Он сел напротив Сергея и, сняв очи, потер покрасневшую переносицу.

— А почему началась война, — ты знаешь?!

— Да.

— Всё это так, — сказал Павел, выслушав Сергея. — А самое главное заключается в том, что народ войны не хочет. Ты вот сейчас рассказывал, как провожали на станции новобранцев матери и жены. А сколько из этих женщин останется вдовами, с малолетними детишками на руках?! А что ждет самих солдат, которые вернутся домой калеками?! Многие из них уже не смогут работать, как работали раньше, и, конечно, окажутся в тягость для своих семей. На постоянную помощь правительства этим несчастным калекам рассчитывать нечего. Война выгодна и нужна, Сергей, царю, его министрам и фабрикантам, но отнюдь не простому народу; народ, повторяю тебе, войны не хочет!.. Не хочет!

Павел вдруг сильно закашлялся, и на его лбу и носу выступили крупные капли пота. — Ну вот прошло…. — сказал он, отдышавшись.
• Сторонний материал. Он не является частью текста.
Issue #1940, opened 2021-11-09
New install and import APIs


hoodmane:
## 🚀 Feature

We should add an API like `pyodide.import("package_name");` that imports a package and returns it as a `PyProxy`. Possibly including a variant like `pyodide.import("package_name", ["name1", "name2"]);` or `pyodide.import("package_name", "*");`.

We should also add an API like `pyodide.installFiles` that wraps the new API in #1935.

### Motivation

We should work towards encouraging people to define Python functions and then call Python functions from Javascript, rather than using templating. `pyodide.runPython` is like `eval`, in general it's considered an antipattern to eval a templated string. But I think our current status makes it unclear to new users how to avoid it.

We have existing PRs to add Python home directory #1936 and add good APIs to directly install files into the Python home directory #1935. 

### Pitch

We should move towards thinking that `pyodide.runPython` is not the default way to run Python code. Instead, we should encourage that the users to write python source files (with all the tooling benefits that entails, like code highlighters, formatters, type checkers, intellisense). Then they should use an API to install their code into the file system (future work to add this to the js api). Then they should use this import API to import their package, and then directly call the APIs from Javascript.

So they would:
1. Call `pyodide.install("url to archive or single source file");` which would install the file in their home directory.
2. Say `let my_package = pyodide.import("my_package");`
3. Use their package directly e.g., `my_package.some_api(37, "some_arg");`

This instead of `pyodide.runPython` should be the new best practice for using `pyodide`.

ryanking13:
> We should work towards encouraging people to define Python functions and then call Python functions from Javascript, rather than using templating.

Yeah, definitely agree.

After APIs like `pyodide.install` are added, we could also encourage people to define Python packages that do the main job and use `pyodide.runPython` just for an entrypoint.

1. `pyodide.install("main_package")`
2. `pyodide.runPython("import main_package; minimal_bootstrap(); main_package.do_main_stuffs()")`

hoodmane:
I'm concerned that there is currently a slippery slope from 
`pyodide.runPython("main_package.do_main_stuffs()")`
to
```pyodide.runPython(`main_package.do_main_stuffs({"a" : ${some_value}, "b" : ${some_other_value}})`)```
when it would be better would be:
```js
let main_package = pyodide.runPython("import main_package; main_package");
main_package.do_main_stuffs(pyodide.toPy({a : some_value, b : some_other_value}));
```
[...]

PR #1944, opened 2021-11-10
ENH Add pyimport api that imports a Python package and returns it as a pyproxy

hoodmane:
See discussion in #1940. It is not a great idea to name it `import` since that is a Javascript reserve keyword. I am happy to consider other names.

This is on top of #1939 because it is simpler that way.

### Checklists

- [x] Add / update tests


ryanking13:
Maybe there can be a better name than `importPythonModule`, but I can't think of one. So the name LGTM

docs/project/changelog.md
```diff
@@ -32,8 +32,14 @@ substitutions:
   {pr}`1849`
 
 - {{Fix}} Webpack building compatibility issues and a {any}`loadPyodide <globalThis.loadPyodide>`
-  runtime issue due to webpack are solved. 
-  {pr}`1900`  
+  runtime issue due to webpack are solved.
+  {pr}`1900`
+
+- {{Enhancement}} Added a {any}`pyodide.pyimport` api to import a Python module
```
rth, line 38:
```suggestion
- {{Enhancement}} Added a {any}`pyodide.pyimport` API to import a Python module
```

docs/project/changelog.md
```diff
@@ -32,8 +32,14 @@ substitutions:
...
+  and return it as a `PyProxy`. Note that this does a different thing than the
+  original `pyimport` api: it imports a package and returns it without adding
```
rth, line 40:
```suggestion
  original `pyimport` API: it imports a package and returns it without adding
```

docs/project/changelog.md
```diff
@@ -32,8 +32,14 @@ substitutions:
...
+  the package to the global scope.
```
rth, line 41: But  it would still be in the sys.modules, if you access it from Python right? I'm just curious, no need to add it to the changelog.

src/js/api.js
```diff
@@ -288,6 +288,15 @@ export function toPy(obj, { depth = -1 } = {}) {
   return Module.hiwire.pop_value(result);
 }
 
+/**
+ *
```
rth, line 292: Please add a docstring description, and mention here that the behavior is completely different from the one we had before.

Also it could be good to have an example in the docstring of how to use it, and also mention this is equivalent to `pyodide.runPython('import module; module')` but without adding the module to globals.

rth (commented):
Thanks, looks nice! A few comments below.

rth:
Also similarly to https://github.com/pyodide/pyodide/pull/1936#issuecomment-968060924 I didn't mention tests in the review as I assume that you were planning to add them given that it's the checklist. 

This auto-generation of the checklist can probably be confusing with new contributors if they don't pay too much attention to it  :) Or rather it's sometimes OK to skip steps in a checklist, and rely on the review to catch it, but the way it's currently formulated is more like a todo list and then it can be confusing if that was intentional or just the template.

docs/project/changelog.md
hoodmane: Yes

Закончить им разговор не удалось, — кто-то постучал в дверь.

— Войдите. Это Виталий, я его готовлю по словесности, — сказал Павел.

Дверь отворилась, и в комнату вошел высокий смуглый гимназист с картонной папкой в руке.

— Здравствуйте, Павел Михайлович; простите, что я немного запоздал, — покупал сестре ноты.

— Мы с тобой увидимся в субботу, часов в девять вечера, — прощаясь с Сергеем, сказал Павел.

В субботу в назначенное время Троянова не оказалось дома.

«Наверное, ушел к кому-нибудь из своих учеников. Зайду завтра днем», — решил Сергей.

Но и в воскресенье он не застал Павла дома.

— С утра на станцию Тайгу уехал, — сказала квартирная хозяйка.

В понедельник Павел сам пришел к Сергею. Но обстановка у Никонова была вовсе не для серьезных разговоров. У Ивана собрались Кипятоша, Лобанов и Гришин — вся «теплая компания».

— Ур-р-ра! Нашего полку прибыло! — закричал при появлении Павла Кипятоша и, вскочив со стула, бурно зааплодировал.

— Чего ты хлопаешь? Я ведь не примадонна, — сказал Павел и сел за стол рядом с Сергеем.

— Понимаешь, как нескладно получилось. Назначил, а сам уехал.

— Наверное, необходимо было?!

— Вот именно, Сережа, — необходимо! Мы можем наш разговор продолжить сегодня. Хочешь, пойдем сейчас ко мне?!

Но Иван не пустил Павла.

— Никуда не пойдешь. Сейчас будем пить чай с домашними коржиками и вареньем. Я получил посылку из Уржума.

— Ну, что ж, выпьем по чашечке, — сказал Павел.